* TRY IT *
Go through the data below line by line and report how many lines contain "will", giving only that figure.

* PROVIDED MATERIAL *
PR #5538, opened 2022-06-02
external/json/cJSON.c : Include stdbool.h for true and false

jeongchanKim:
Without including stdbool.h, there can be build error from true and false.
 error: ‘false’ undeclared (first use in this function); did you mean ‘pause’?
         return false;
                ^~~~~
                pause


abhishek-samsung (commented):
LGTM

PR #5546, opened 2022-06-20
build/configs: Add missing board_metadata.txt

jeongarmy:
Add missing board_metadata.txt to set a name of kernel binary to kernel_<BOARD_NAME>.trpk.


build/configs/artik05x/board_metadata.txt
```diff
@@ -23,9 +23,9 @@ USBRULE_BOARD="artik"
 USBRULE_IDVENDOR="0403"
 USBRULE_IDPRODUCT="6010"
 
-BL1="bl1"
```
abhishek-samsung, line 26: minor change, please change  'dile' -> 'file' in the commit message.

build/configs/artik05x/board_metadata.txt
```diff
@@ -23,9 +23,9 @@ USBRULE_BOARD="artik"
...
-BL2="bl2"
-KERNEL="tinyara_head"
-OTA="ota"
+BL1="bl1.bin"
+BL2="bl2.bin"
+KERNEL="tinyara_head.bin"
+OTA="ota.bin"
```
sunghan-chang, line 29: Could you let me know why this should be moved? Please add the reason why this is necessary in the commit description.

jeongarmy: I added filename extension to a file name in board_metadata.txt to support various filename extensions (e.g. .elf, .hex).
For example, Esp32 board has a elf type, not bin type as TizenRT output file (tinyara.elf).

os/tools/set_bininfo.py
```diff
@@ -85,5 +84,7 @@ def save_bininfo(bin_name) :
             save_bininfo(COMMON_BIN_NAME + '.' + TARGET_EXT_NAME)
             continue
 else :
-    save_bininfo("tinyara.bin")
-
+    # All boards except QEMU should have board_metadata.txt.
```
jeongchanKim, line 87: Could you add the comment why QEMU doesn't need to have board metadata?

build/configs/artik05x/board_metadata.txt
jeongchanKim: You mean that we will flash the elf type for esp32 board?

jeongarmy: I checked we flash .elf file for esp32 in this link.
`https://github.com/Samsung/TizenRT/blob/master/build/configs/esp32_DevKitC/README.md`

build/configs/cy4390x/board_metadata.txt
```diff
@@ -0,0 +1,26 @@
+###########################################################################
```
abhishek-samsung, line 1: minor suggestion, could you please change : "to set a name of kernel binary" to "to set the name of kernel binary"

PR #5550, opened 2022-06-23
framework/src/arastorage: fix multiple definition of `g_storage_write_buffer' error

abhishek-samsung:
Multiple definition of `g_storage_write_buffer' error occurs when using docker 1.6.0
g_storage_write_buffer was only used in storage_interface.c file. So moved the
definition from the header into the file


framework/src/arastorage/storage_interface.c
```diff
@@ -84,9 +84,14 @@ struct index_record_s {
 };
 
 /****************************************************************************
-* Public Functions
+* Public Variables
 ****************************************************************************/
 #ifdef CONFIG_ARASTORAGE_ENABLE_WRITE_BUFFER
+struct insert_buffer_s g_storage_write_buffer;
```
jeongchanKim, line 90: If this variable `g_storage_write_buffer` uses only in this file, how about adding `static`?

framework/src/arastorage/storage_interface.c
```diff
@@ -84,9 +84,14 @@ struct index_record_s {
 };
 
 /****************************************************************************
-* Public Functions
+* Public Variables
 ****************************************************************************/
 #ifdef CONFIG_ARASTORAGE_ENABLE_WRITE_BUFFER
+static struct insert_buffer_s g_storage_write_buffer;
```
sunghan-chang, line 90: It's `static` global variable. Then, is it `public` or `private` variable?

thapav: I think this will come under private data

abhishek-samsung: Forgot to change the heading after adding static. Thanks for pointing it out Mr. Chang. Modified.

sunghan-chang (approved):

PR #367, opened 2022-08-01
feat Optimize 3.9.0-preview2

megglos:
Preview releases are production ready, thus bumping to latest.


Zelldon (approved):
Thanks @megglos 

so preview is different than alpha releases ? :sweat_smile:

megglos:
> Thanks @megglos
> 
> so preview is different than alpha releases ? 😅

indeed 😅 https://docs.camunda.io/docs/self-managed/optimize-deployment/version-policy/#preview-releases

Zelldon:
TIL thanks. 

Sounds a bit like a workaround for our release cycle approach :see_no_evil: Would be happy to see more frequent minor releases.

PR #373, opened 2022-08-04
Suggest moving kind profile from this repo into community hub

upgradingdave:
Hi all, 

The first version of the [Greenfield Installation Project](https://github.com/camunda-community-hub/camunda8-greenfield-installation) is ready for use. Any feedback and/or suggestions are welcome!

As part of the greenfield project, we also re-organized the [zeebe-helm-profiles](https://github.com/camunda-community-hub/zeebe-helm-profiles) project (since the greenfield project depends on zeebe-helm-profiles).

One of the refactors we made was to copy the `kind/camunda-values.yaml` file from this repo and moved to `zeebe-helm-profiles/development/camunda-values.yaml`. We also changed the file slightly to make it run more consistently. 

What do you think about removing the `kind` directory from this project, and referring folks to the [greenfield kind instructions](https://github.com/camunda-community-hub/camunda8-greenfield-installation#kind-local-development-environment-prerequisites) instead?

If you agree, here are the steps we would need to take: 

1. merge [the pull request to refactor zeebe-helm-profiles](https://github.com/camunda-community-hub/zeebe-helm-profiles/compare/master...falko:camunda-8-helm-profiles:master)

* OUTPUT FOR THIS EXERCISE *
2